- What needs to be done
Below are the records; collect from them each line containing the string "opened".

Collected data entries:
—————
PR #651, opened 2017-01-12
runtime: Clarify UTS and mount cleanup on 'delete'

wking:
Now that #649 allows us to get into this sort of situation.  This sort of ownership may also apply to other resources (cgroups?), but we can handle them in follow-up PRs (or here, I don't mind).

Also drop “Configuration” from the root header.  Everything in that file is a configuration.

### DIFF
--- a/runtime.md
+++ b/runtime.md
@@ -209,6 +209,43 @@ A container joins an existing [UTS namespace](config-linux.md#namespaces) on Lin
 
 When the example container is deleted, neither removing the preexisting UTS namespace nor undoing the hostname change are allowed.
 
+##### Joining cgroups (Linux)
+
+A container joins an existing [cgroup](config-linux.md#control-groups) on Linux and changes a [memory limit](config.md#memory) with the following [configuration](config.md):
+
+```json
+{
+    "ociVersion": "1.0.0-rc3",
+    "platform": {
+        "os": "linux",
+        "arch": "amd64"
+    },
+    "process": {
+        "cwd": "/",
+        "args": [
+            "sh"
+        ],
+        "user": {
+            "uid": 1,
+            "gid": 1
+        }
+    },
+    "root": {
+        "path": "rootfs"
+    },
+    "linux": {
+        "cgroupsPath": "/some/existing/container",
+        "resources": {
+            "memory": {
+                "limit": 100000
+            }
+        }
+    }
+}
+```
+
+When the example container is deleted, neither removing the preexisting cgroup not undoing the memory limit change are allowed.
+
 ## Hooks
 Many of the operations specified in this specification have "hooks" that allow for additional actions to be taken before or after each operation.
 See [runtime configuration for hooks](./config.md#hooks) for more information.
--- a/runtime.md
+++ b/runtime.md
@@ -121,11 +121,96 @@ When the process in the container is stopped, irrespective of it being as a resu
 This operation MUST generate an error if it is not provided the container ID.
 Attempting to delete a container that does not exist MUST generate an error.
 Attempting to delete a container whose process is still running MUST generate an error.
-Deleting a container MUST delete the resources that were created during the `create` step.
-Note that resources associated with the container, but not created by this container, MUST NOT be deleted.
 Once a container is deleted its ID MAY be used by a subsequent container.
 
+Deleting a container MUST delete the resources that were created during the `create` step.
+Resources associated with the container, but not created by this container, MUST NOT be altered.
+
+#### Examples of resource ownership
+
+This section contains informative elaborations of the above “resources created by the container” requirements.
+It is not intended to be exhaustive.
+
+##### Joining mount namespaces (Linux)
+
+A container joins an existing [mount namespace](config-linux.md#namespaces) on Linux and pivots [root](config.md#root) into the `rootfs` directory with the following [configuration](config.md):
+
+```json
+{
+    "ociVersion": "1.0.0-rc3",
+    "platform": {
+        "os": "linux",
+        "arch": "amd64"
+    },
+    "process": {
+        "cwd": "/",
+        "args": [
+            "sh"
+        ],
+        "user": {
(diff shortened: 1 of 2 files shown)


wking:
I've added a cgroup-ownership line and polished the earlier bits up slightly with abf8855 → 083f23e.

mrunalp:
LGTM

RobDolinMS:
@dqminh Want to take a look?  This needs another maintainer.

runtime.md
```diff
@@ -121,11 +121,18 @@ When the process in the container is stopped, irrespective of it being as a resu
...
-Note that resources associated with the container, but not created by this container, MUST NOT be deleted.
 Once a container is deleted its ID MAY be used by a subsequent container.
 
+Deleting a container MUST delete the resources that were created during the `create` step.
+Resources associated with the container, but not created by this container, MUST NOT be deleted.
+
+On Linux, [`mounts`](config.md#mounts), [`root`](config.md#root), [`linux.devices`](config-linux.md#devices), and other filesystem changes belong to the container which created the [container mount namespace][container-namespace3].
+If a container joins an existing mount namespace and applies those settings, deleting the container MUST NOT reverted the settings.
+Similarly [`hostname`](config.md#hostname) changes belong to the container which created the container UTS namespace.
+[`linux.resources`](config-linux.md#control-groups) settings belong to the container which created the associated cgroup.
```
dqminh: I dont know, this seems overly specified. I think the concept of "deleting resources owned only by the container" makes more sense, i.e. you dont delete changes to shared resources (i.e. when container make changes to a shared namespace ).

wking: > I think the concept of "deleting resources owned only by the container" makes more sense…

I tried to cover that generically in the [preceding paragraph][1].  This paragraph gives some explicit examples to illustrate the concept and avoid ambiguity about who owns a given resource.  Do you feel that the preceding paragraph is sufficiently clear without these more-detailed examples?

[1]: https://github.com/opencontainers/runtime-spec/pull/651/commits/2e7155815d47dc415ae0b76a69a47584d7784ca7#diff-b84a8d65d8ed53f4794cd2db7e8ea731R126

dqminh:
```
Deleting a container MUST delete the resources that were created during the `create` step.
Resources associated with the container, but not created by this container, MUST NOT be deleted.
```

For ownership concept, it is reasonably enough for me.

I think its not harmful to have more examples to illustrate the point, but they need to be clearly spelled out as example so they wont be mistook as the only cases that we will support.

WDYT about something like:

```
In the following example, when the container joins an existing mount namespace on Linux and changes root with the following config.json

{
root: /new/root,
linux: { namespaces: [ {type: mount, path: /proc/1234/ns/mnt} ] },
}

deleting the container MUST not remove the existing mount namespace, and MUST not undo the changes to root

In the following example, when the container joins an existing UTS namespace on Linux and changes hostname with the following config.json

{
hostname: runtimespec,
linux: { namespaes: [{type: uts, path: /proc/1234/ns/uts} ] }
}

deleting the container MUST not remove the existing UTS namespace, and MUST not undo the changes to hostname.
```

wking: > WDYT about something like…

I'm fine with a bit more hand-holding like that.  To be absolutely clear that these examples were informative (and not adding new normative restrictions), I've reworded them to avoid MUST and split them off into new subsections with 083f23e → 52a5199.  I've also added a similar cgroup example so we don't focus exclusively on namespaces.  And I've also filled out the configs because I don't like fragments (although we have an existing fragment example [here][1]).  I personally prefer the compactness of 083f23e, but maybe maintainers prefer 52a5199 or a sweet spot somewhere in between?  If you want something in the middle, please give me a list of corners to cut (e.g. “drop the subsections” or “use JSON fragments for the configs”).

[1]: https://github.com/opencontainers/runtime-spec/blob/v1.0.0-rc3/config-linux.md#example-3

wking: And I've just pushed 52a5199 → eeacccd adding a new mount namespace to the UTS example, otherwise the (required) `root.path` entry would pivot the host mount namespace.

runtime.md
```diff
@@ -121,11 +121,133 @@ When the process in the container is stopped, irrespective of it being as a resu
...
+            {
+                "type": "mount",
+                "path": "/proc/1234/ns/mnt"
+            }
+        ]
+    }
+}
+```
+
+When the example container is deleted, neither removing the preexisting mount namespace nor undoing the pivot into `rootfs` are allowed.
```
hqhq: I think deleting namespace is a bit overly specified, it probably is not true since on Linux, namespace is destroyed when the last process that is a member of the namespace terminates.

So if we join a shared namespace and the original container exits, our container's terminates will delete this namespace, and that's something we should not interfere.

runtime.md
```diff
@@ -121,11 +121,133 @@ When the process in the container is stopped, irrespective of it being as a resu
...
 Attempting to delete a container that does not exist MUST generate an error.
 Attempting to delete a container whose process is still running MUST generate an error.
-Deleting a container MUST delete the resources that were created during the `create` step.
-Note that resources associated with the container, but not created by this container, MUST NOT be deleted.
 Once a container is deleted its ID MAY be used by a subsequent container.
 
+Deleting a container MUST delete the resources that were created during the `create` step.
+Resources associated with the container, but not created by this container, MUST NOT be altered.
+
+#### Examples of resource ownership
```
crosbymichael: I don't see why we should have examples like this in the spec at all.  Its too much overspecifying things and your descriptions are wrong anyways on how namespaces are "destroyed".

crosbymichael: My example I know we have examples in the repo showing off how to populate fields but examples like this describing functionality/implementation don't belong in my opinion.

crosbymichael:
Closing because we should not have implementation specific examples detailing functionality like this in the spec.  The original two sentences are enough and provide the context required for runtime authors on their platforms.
—————
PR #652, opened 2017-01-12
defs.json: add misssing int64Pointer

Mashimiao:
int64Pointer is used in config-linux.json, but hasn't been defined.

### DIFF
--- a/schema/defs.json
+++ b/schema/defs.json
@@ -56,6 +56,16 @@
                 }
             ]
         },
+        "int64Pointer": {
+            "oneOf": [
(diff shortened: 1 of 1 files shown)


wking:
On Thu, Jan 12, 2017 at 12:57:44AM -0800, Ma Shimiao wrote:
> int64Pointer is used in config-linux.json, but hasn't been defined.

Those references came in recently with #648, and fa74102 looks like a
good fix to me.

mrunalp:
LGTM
—————
- Response
PR #651, opened 2017-01-12
PR #652, opened 2017-01-12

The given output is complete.